Incremental Statistics – My New Favorite Thing
So many new features get added with each release of SQL it is hard to use them all. Sometimes, I often don't realize how helpful a new feature is until I see it in action. Incremental Stats was introduced in SQL 2014, but I recently had the opportunity to help a customer implement it and it has been a huge win! It is my new favorite SQL thing for now… I will fall in love with something else here soon.
The scenario: A data mart with all the right best practices used. A solid data model, all fact tables are partitioned, data gets loaded into a partition aligned stage table, indexes built on the stage table, partition switching is used to instantly swap the prepared data into the fact table, purging of old data is done via partition switching as well. Once a partition is swapped into the fact table, the data never changes.

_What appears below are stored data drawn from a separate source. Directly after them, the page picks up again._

PR #1623, opened 2024-09-26
fix!(wallet): `ChangeSet` should not be non-exhaustive

### LINKED ISSUE #1591: Should `bdk_wallet::ChangeSet` really be `non_exhaustive`?
**Describe the enhancement**  
The `non_exhaustive` attribute disallows the construction of a type via struct expressions to make sure existing code doesn't break at compile time when new variants are added. 

However, in case of `ChangeSet` I'd want to raise the question if we really want this behavior, or if you'd *explicitly want* existing code to break at compile time so that, if you implement custom serialization logic, you're forced to look at how to deal with the newly added field during version upgrades.
 
Otherwise, newly added field might get unnoticed by custom implementations as backwards compatibility should ensure prior code continues to be working, although then possibly not with the full feature set of the upgraded version.

FWIW, it's currently also inconsistent across `ChangeSet` types as all others are *not* `non_exhaustive`, meaning that any custom serialization implementation would break anyways as soon fields are added to one of them, just in case of `bdk_wallet::ChangeSet` the API is different.

**Use case**  
Implementing custom serialization logic. Currently, you have to call `ChangeSet::default()` and override any deserialized fields manually.

evanlinjin:
Closes #1591 

### Description

As stated in #1591, it is handy to know when new values are added to `ChangeSet`.

### Notes to the reviewers

~

### Changelog notice

* Remove `#[non_exhaustive]` attribute from `wallet::ChangeSet`.

#### All Submissions:

### DIFF
--- a/crates/wallet/src/wallet/changeset.rs
+++ b/crates/wallet/src/wallet/changeset.rs
@@ -8,7 +8,6 @@ type IndexedTxGraphChangeSet =
 
 /// A changeset for [`Wallet`](crate::Wallet).
 #[derive(Default, Debug, Clone, PartialEq, serde::Deserialize, serde::Serialize)]
-#[non_exhaustive]
 pub struct ChangeSet {
     /// Descriptor for recipient addresses.
     pub descriptor: Option<Descriptor<DescriptorPublicKey>>,


oleonardolima (approved):
utACK d7dfe38ff6c0f1b984e15defc83c79e52a44afa9

ValuedMammal (approved):
ACK d7dfe38ff6c0f1b984e15defc83c79e52a44afa9

PR #1632, opened 2024-09-29
Recover file store previous state at open

### LINKED ISSUE #1517: Appending changesets to `Store` after opening causes overwriting
**Describe the bug**  
* let's say a `Store` instance initially contains `changeset1` stored in its file.
https://github.com/bitcoindevkit/bdk/blob/d99b3ef4b449a5c7b8facf04db3cb9be829a0ac1/crates/file_store/src/store.rs#L14

* Then after opening the store instance using `Store::open` and appending a new changeset (`changeset2`) using `append_changeset`, the store will only contain `changeset2`, not `changeset1 + changeset2`.

https://github.com/bitcoindevkit/bdk/blob/d99b3ef4b449a5c7b8facf04db3cb9be829a0ac1/crates/file_store/src/store.rs#L73
https://github.com/bitcoindevkit/bdk/blob/d99b3ef4b449a5c7b8facf04db3cb9be829a0ac1/crates/file_store/src/store.rs#L162

**To Reproduce**  
 ``` rust
   #[test]
    fn test() {
        let temp_dir = tempfile::tempdir().unwrap();
        let file_path = temp_dir.path().join("db_file");
        let changeset1 = BTreeSet::from(["hello".to_string(), "world".to_string()]);
        let changeset2 = BTreeSet::from(["got the error".to_string()]);

        {
            // create new  db
            let mut db = Store::<TestChangeSet>::create_new(&TEST_MAGIC_BYTES, &file_path)
                .expect("must create");

            // append first changeset to db
            db.append_changeset(&changeset1).expect("must succeed");
        }

        {
            // open db
            let mut db = Store::<TestChangeSet>::open_or_create_new(&TEST_MAGIC_BYTES, &file_path)
                .expect("failed to load db");

            // now append the second changeset
            db.append_changeset(&changeset2).expect("must succeed");

            // Retrieve stored changesets from the database
            let stored_changesets = db
                .aggregate_changesets()
                .expect("must succeed")
                .expect("must succeed");

            // expected changeset must  be changeset2 + changeset1
            let mut expected_changeset = changeset2.clone();
            expected_changeset.extend(changeset1);

            // Assert that stored_changesets matches changeset2 but not expected_changeset
            assert_eq!(stored_changesets, changeset2);
            assert_ne!(stored_changesets, expected_changeset);
        }

        // Reason:
        //
        // On loading the pre-existing store instance,
        // it contains all the pre-appended changesets but the file pointer is positioned back to 12
        // i.e till the size of TEST_MAGIC_BYTES array.
        // thus on appending any new changeset to db -> it overwrites those past changesets
        // thus only contain the latest changeset.

        // Open the store again to verify file pointer position at the end of the file
        let mut db =
            Store::<TestChangeSet>::open(&TEST_MAGIC_BYTES, &file_path).expect("failed to load db");

        // get the current position of file pointer just after loading store
        let current_pointer = db.db_file.stream_position().expect("must suceed");

        assert_eq!(current_pointer, 12);

        // end pointer for the loaded db
        let expected_pointer = db.db_file.seek(SeekFrom::End(0)).expect("must succeed");

        // both doesn't match
        assert_ne!(current_pointer, expected_pointer);
    }
  ```

**Expected behavior**  
   * On opening the `store` -> its file pointer must be set to end.

**Build environment**  
 - BDK tag/commit: d99b3ef4b449a5c7b8facf04db3cb9be829a0ac1
 - OS+version: `Fedora 37`
 - Rust/Cargo version: `rustc 1.81.0-nightly (f21554f7f 2024-06-08)`
 - Rust/Cargo target: `nightly-2024-06-09-x86_64-unknown-linux-gnu `

nymius:
### Description

The `Store::open` method doesn't recovers the previous `Store` state saved in the file and emplaces the file pointer just after the magic bytes prefix, this later is agravated by `Store::append_changeset` which sets the file pointer after the last written changeset. The combination of both causes the lost of any previous changeset there may have been in the file.

Is natural to think this shouldn't be the expected behavior, as @KnowWhoami pointed out in #1517, and the `Store` should recover the previous changesets stored in the file store.

To avoid producing breaking changes the expected logic has been implemented in a new `Store::reopen` method, which opens the file, iterates the changesets and returns a new `Store` with the file pointer correctly placed at the end of the already existing changesets. As this method checks the integrity of the stored changesets while iterating them, if any error is found, the method will return a `StoreError::EntryIter` error with the index of the offending changeset, the error caused by it and the number of bytes read when the error happened.

The `StoreError` is a new error enum including the following variants:
- `EntryIter`: any error related to the decoding of the changesets of the file.
- `Io`: errors related with file management internals.
- `InvalidMagicBytes`: error caused by mismatching with the expected magic bytes.
  
`StoreError::Io` and `StoreError::InvalidMagicBytes` are the same than `FileError::Io` and `FileError::InvalidMagicBytes`.  My idea is to propose `StoreError` as a replacement of `FileError` in the future. It has been implemented in this way to avoid the addition of extra nested variants at the moment of matching the error. 

Fixes #1517.

### Notes to the reviewers

I have committed the changes as `feat` and not `fix` because, although this PR fixes #1517, the changes do not imply a change in the current `Store` methods, but the addition of new one and a new `Error` enum.

### Changelog notice

- New `Store::reopen` method in `file_store`.
- New `StoreError` enum in `file_store`.

#### All Submissions:

#### New Features:

#### Bugfixes:

### DIFF
--- a/crates/file_store/src/store.rs
+++ b/crates/file_store/src/store.rs
@@ -1,4 +1,4 @@
-use crate::{bincode_options, EntryIter, FileError, IterError};
+use crate::{bincode_options, EntryIter, FileError, IterError, StoreError};
 use bdk_chain::Merge;
 use bincode::Options;
 use std::{
@@ -90,6 +90,62 @@ where
             db_file: f,
             marker: Default::default(),
         })
+    }
+
+    /// Open an existing [`Store`], read its content, and return it ready to start receiving new
+    /// changesets.
+    ///
+    /// Use [`create_new`] to create a new `Store`.
+    ///
+    /// # Errors
+    ///
+    /// If the prefixed bytes of the opened file does not match the provided `magic`, the
+    /// [`StoreError::InvalidMagicBytes`] error variant will be returned.
+    ///
+    /// If there is an error while decoding the changesets stored, the [`StoreError::EntryIter`]
+    /// error variant will be returned, with the index of the failing changeset and the error it
+    /// caused.
+    ///
+    /// [`create_new`]: Store::create_new
+    pub fn reopen<P>(magic: &[u8], file_path: P) -> Result<Self, StoreError>
+    where
+        P: AsRef<Path>,
+    {
+        let mut f = OpenOptions::new().read(true).write(true).open(file_path)?;
+
+        let mut magic_buf = vec![0_u8; magic.len()];
+        f.read_exact(&mut magic_buf)?;
+        if magic_buf != magic {
+            return Err(StoreError::InvalidMagicBytes {
+                got: magic_buf,
+                expected: magic.to_vec(),
+            });
+        }
+
+        let mut store = Self {
+            magic_len: magic.len(),
+            db_file: f,
+            marker: Default::default(),
+        };
+
+        let mut index: usize = 0;
+        let mut error: Option<IterError> = None;
+        for (idx, next_changeset) in store.iter_changesets().enumerate() {
+            if let Err(iter_error) = next_changeset {
+                index = idx;
+                error = Some(iter_error);
+            };
+        }
+
+        if let Some(iter) = error {
+            return Err(StoreError::EntryIter {
+                index,
+                iter,
+                bytes_read: store.db_file.stream_position()?,
+            });
+        }
+
+        Ok(store)
     }
 
     /// Attempt to open existing [`Store`] file; create it if the file is non-existent.
--- a/crates/file_store/src/store.rs
+++ b/crates/file_store/src/store.rs
@@ -494,4 +494,171 @@ mod test {
             assert_eq!(aggregation, exp_aggregation);
         }
     }
+
+    #[test]
+    fn reopen_recovers_state_after_last_write() {
+        let temp_dir = tempfile::tempdir().unwrap();
+        let file_path = temp_dir.path().join("db_file");
+
+        let changeset1 = TestChangeSet::from(["1".into(), "2".into(), "3".into()]);
+        let changeset2 = TestChangeSet::from(["4".into(), "5".into(), "6".into()]);
+
+        {
+            // create new  db
+            let mut db = Store::<TestChangeSet>::create_new(&TEST_MAGIC_BYTES, &file_path)
+                .expect("must create");
+
+            // append first changeset to db
+            db.append_changeset(&changeset1).expect("must succeed");
+        }
+
+        {
+            // open db
+            let mut db = Store::<TestChangeSet>::reopen(&TEST_MAGIC_BYTES, &file_path)
+                .expect("failed to load db");
+
+            // now append the second changeset
+            db.append_changeset(&changeset2).expect("must succeed");
+
+            // Retrieve stored changesets from the database
+            let stored_changesets = db
+                .aggregate_changesets()
+                .expect("must succeed")
+                .expect("must succeed");
+
+            // expected changeset must  be changeset2 + changeset1
+            let mut expected_changeset = changeset2.clone();
+            expected_changeset.extend(changeset1);
+
+            // Assert that stored_changesets matches expected_changeset but not changeset2
+            assert_eq!(stored_changesets, expected_changeset);
+            assert_ne!(stored_changesets, changeset2);
+        }
+
+        // Open the store again to verify file pointer position at the EOF
+        let mut db = Store::<TestChangeSet>::reopen(&TEST_MAGIC_BYTES, &file_path)
+            .expect("failed to load db");
+
+        // get the current position of file pointer just after loading store
+        let current_pointer = db.db_file.stream_position().expect("must suceed");
+
+        // get pointer to last position for the loaded db
+        let expected_pointer = db.db_file.seek(io::SeekFrom::End(0)).expect("must succeed");
+
+        // both should match
+        assert_eq!(current_pointer, expected_pointer);
+    }
+
+    #[test]
+    fn fail_to_reopen_if_write_is_short() {
+        let temp_dir = tempfile::tempdir().unwrap();
+
+        let changesets = [
+            TestChangeSet::from(["1".into()]),
+            TestChangeSet::from(["2".into(), "3".into()]),
+            TestChangeSet::from(["4".into(), "5".into(), "6".into()]),
+        ];
+        let last_changeset = TestChangeSet::from(["7".into(), "8".into(), "9".into()]);
+        let last_changeset_bytes = bincode_options().serialize(&last_changeset).unwrap();
+
+        for short_write_len in 1..last_changeset_bytes.len() - 1 {
+            let file_path = temp_dir.path().join(format!("{}.dat", short_write_len));
+
+            // simulate creating a file, writing data where the last write is incomplete
+            {
+                let mut db =
+                    Store::<TestChangeSet>::create_new(&TEST_MAGIC_BYTES, &file_path).unwrap();
+                for changeset in &changesets {
+                    db.append_changeset(changeset).unwrap();
+                }
+                // this is the incomplete write
+                db.db_file
+                    .write_all(&last_changeset_bytes[..short_write_len])
+                    .unwrap();
+            }
+
+            // Reopen file and fail, but recover once file is truncated to valid bytes
+            {
+                match Store::<TestChangeSet>::reopen(&TEST_MAGIC_BYTES, &file_path) {
+                    Err(StoreError::EntryIter {
+                        index, bytes_read, ..
+                    }) => {
+                        // Open file again and truncate file to valid content
+                        let mut f = OpenOptions::new()
+                            .read(true)
+                            .write(true)
+                            .open(&file_path)
+                            .expect("should open");
+                        f.set_len(bytes_read)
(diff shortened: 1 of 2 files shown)


crates/file_store/src/store.rs
```diff
@@ -92,6 +92,62 @@ where
...
+    /// # Errors
+    ///
+    /// If the prefixed bytes of the opened file does not match the provided `magic`, the
+    /// [`StoreError::InvalidMagicBytes`] error variant will be returned.
+    ///
+    /// If there is an error while decoding the changesets stored, the [`StoreError::EntryIter`]
+    /// error variant will be returned, with the index of the failing changeset and the error it
+    /// caused.
+    ///
+    /// [`create_new`]: Store::create_new
```
LLFourn, line 109: I'm probably missing some background but what's the point of doing this unless you return the data you read?

I think a PR here makes sense because we got rid of the "load" system we had before. Maybe this needs a big re-think including deleting lots of the API here. We probably just want `append_changeset` and `create` and `load` as the API. Does anyone need to actually iter changesets?

KnowWhoami: I agree that the FileStore has APIs that users likely don't need.

IMO, implementing these api's in the following fashion could make `FileStore`  much simpler.

## Key APIs:
- **append_changeset**:
We should ensure that duplicate changesets are not stored. Currently, users must call `aggregate_changesets` to remove duplicates, but the store isn't updated with the final unique changeset. Instead, we can make `append_changeset` automatically append the given changeset, aggregate them to remove duplicates, and then store the final aggregated changeset back into the `FileStore`.

- **load**:
As suggested by @ValuedMammal, it makes sense to open the `FileStore` in `append` mode rather than `write` mode. This will place the file pointer at the end of the file, avoiding overwriting and making it easier to append new changesets.

## Other Considerations:
- **aggregate_changesets**:
While I'm not certain if downstream users will need this API, it seems valuable to keep it exposed for now.

- **Iteration Over Changesets**:
From a user's perspective, iterating changesets is unnecessary. Currently, it's only used to collect changesets for aggregation. We could either make it private or move the iteration logic directly into `aggregate_changesets`.

By handling changeset duplication within append_changeset, we can eliminate the need for users to manually aggregate changesets or iterate over them..

nymius: I agree with your vision.

In this PR I proposed a solution of compromise guided by the principle of stabilizing the API rather than breaking it. I don't know if that's currently something BDK wants to do.

---
>  As suggested by @ValuedMammal, it makes sense to open the `FileStore` in `append` mode rather than `write` mode. This will place the file pointer at the end of the file, avoiding overwriting and making it easier to append new changesets.

For example, I discarded the `append` solution because there seemed to be an expected behavior hidden behind the interaction of two functions:
1. `open` not moving the file pointer to the EOF when accessing the file and,
2. `append_changeset` setting the file pointer (and length) to the end of the last changeset written.

The interaction of both is what made the `append_changeset_truncates_invalid_bytes` test to pass in the original code, because **1** leaves the file pointer at the end of the `MAGIC_BYTES` and **2** removes the invalid bytes completely by shorting the file to the end of the last written changeset.

---
> I'm probably missing some background but what's the point of doing this unless you return the data you read?

That's also why I don't provide the user with the well encoded changesets on error, as that would have implied a more complex structure, using generics (to consider the changeset).
I traded it with the minimum data to locate and isolate the failure in the file.

You may find a clearer idea of this in the `fail_to_reopen_if_write_is_short` test, at [this](https://github.com/bitcoindevkit/bdk/pull/1632/files#diff-a2a5264e9fd43373450a32f3b6981e1e5307bc8fff7bacdb008c7c8a379ef379R581) line.

---
If there is a common agreement to make the refactoring above instead of trying to fix the current API I can close this PR and try to implement the changes in another one.

LLFourn: I don't understand why we want to ensure duplicate changesets are not stored. They do no harm and only happen in the case of some kind of programmer error.

There's no issue with stabalizing the API of this crate I think. We can do what we want with it. To me at least, this `reopen` makes it make even less sense because it reads in every entry but doesn't return it which is a waste.

I agree with @nymius that opening the file with append is a nice idea in theory but it's actually counter productive here. There's no magic to opening files with append it just makes the operating system handle what we can do better.

---

I vote for a PR cutting the API down to:

- `create` -- rename `create_new`.
- `load` -- does what `open` does and aggregates the changeset and leaves the file pointer at the right spot. Errors if the file didn't exist or wrong magic bytes.
- `append` -- does what `append_changeset` does
- `create_or_load` -- does what `open_or_create_new` does

Then updating the README to explain that this is the simplest implementation of a bdk compatible database. It's useful for development but should probably not be used beyond that. No effort has been made to make it backwards compatible so you have to do that yourself. Link them to docs on sqlite feature for what they should use in production.

evanlinjin: I think `load` should essentially return `Result<(C, Self), Error>` so that we can get rid of `.aggregate_changeset`. This forces the caller to only read once.

KnowWhoami: > The interaction of both is what made the append_changeset_truncates_invalid_bytes test to pass in the original code, because 1 leaves the file pointer at the end of the MAGIC_BYTES and 2 removes the invalid bytes completely by shorting the file to the end of the last written changeset.

Got the point.

> I don't understand why we want to ensure duplicate changesets are not stored.

On ensuring this -> we can get rid of iterating over the changeset  each time user want to get the total changeset.

> Instead, we can make append_changeset automatically append the given changeset, aggregate them to remove duplicates, and then store the final aggregated changeset back into the FileStore

Though in my proposed impl ->  we have to iterate at the end -> so doesn't make much diference. 

>  They do no harm and only happen in the case of some kind of programmer error.

Though I have no idea regarding this but if that's the case -> then it does not make sense to  try to keep unique set of changesets.

> I think load should essentially return Result<(C, Self), Error> so that we can get rid of .aggregate_changeset. This forces the caller to only read once.

Combining both the `load/open` and `aggregate_changeset` logic does make sense because IMO, both are correlated to each other as in order to load a wallet , a user has to get the aggregated changeset for which they have to load the `store` instance.
By this, we don't require to create another public api and users don't have to manually call a function to get the required changeset for loading wallet.

evanlinjin: > On ensuring this -> we can get rid of iterating over the changeset each time user want to get the total changeset.

If loading gets too slow, we can just have a method to merge changesets. I.e. overwrite the file with just one entry, the new aggregate changeset. Or aggregate x number of changesets at the end.

It does NOT make sense to have a check that stops duplicate changesets being stored. How are we going to implement this? Have an aggregate changeset of all persisted changes in memory that ensures the new changeset is not a subset of it? That typically doesn't happen, and if it does, it means that there is a problem with the in-memory data structures. The in-memory data structures should only output a changeset because there are changes to it.

nymius: > I think `load` should essentially return `Result<(C, Self), Error>` so that we can get rid of `.aggregate_changeset`. This forces the caller to only read once.

I have found an issue with this approach. The `(C, Self)` return type is hard to adapt to the `WalletPersister::initialize` trait.

By the documentation I don't have available any file path to load the store from and I must return all data stored in the `persister` (i.e. return the `AggregatedChangeset`):
> - The database schema of the `persister` (if any), **should be initialized**...
> - The **implementation must return all data currently stored in the `persister`**. If there is no data, return an empty changeset (using [`ChangeSet::default()`]).
> - **some persister implementations may NOT require initialization at all (and not error)**.

```
    /// [`persist`]: WalletPersister::persist
    fn initialize(persister: &mut Self) -> Result<ChangeSet, Self::Error>;
```

`file_store`'s trait implementation currently in master assumes `persister` (i.e. `file_store::Store`) has been opened or loaded before reaching the trait method (look how `aggregate_changesets()` is called without `create_new/open` ceremony).

```
#[cfg(feature = "file_store")]
impl WalletPersister for bdk_file_store::Store<ChangeSet> {
    type Error = FileStoreError;

    fn initialize(persister: &mut Self) -> Result<ChangeSet, Self::Error> {
        persister
            .aggregate_changesets()
            .map(Option::unwrap_or_default)
            .map_err(FileStoreError::Load)
    }
```

Summing up, the constraints for `file_store::Store` are:
- Must return aggregated changeset.
- Cannot load from file at `WalletPersister::initialize` because `file_path` is not at scope at that moment
- including a `file_path` parameter in `WalletPersister::initialize` will break API and force changes on `rusqlite` implementation.

Following LLForun's idea, I propose the following new API for `file_store::Store`:
- `create`: rename of `create_new`
- `load`: open file, place file pointer at EOF and return `file_store::Store`.
- **`dump`: aggregate changesets and return the aggregated changeset.**
- `append`: rename of `append_changeset`
- `load_or_create`: `Store::create` or `Store::load`.

nymius: Working on this I realized we can have both, `(C, Store)` as return type of `Store::load` and a `Store::dump` method to call on `<bdk_file_store::Store<ChangeSet> as WalletPersister>::initialize`, so I will keep both.

nymius:
Overrode by #1684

The problem is that after the partition is swapped into the fact table, there must be a stats update for the whole table to reflect the data in the new partition. None of the other data changed… why should stats need to be updated for the whole table? Here is where incremental stats comes in. When you run an update stats command with INCREMENTAL=ON, stats are generated at the partition level, and then each partition of stats updates the overall stats for the table. After this is done once for the table, you can then update stats for a particular partition or set of partitions. This is a huge time saver! Note that you must also use RESAMPLE, therefore the sample rate that was used for the initial table level UPDATE STATISTICS will need to be used for all partition level stats updates.
This simple change shaved a ton of time off daily load processes.
Here is a small example to illustrate my point:
I created a relatively small partitioned table and loaded some records into 4 of the partitions
Showing the trace output below, you can see that the full table stats update used to turn on incremental stats took 8.5 seconds. Just updating the stats on partition 6 took 1.2 seconds. Updating stats for partitions 5 and 6 took a little less than half the time of the whole table, which lines up with the fact that it is a little less than half the data in the table. Note that I did full scan just to have a longer run time with this small set of data.
When you are dealing with a large amount of data and many more partitions, the time savings can be substantial.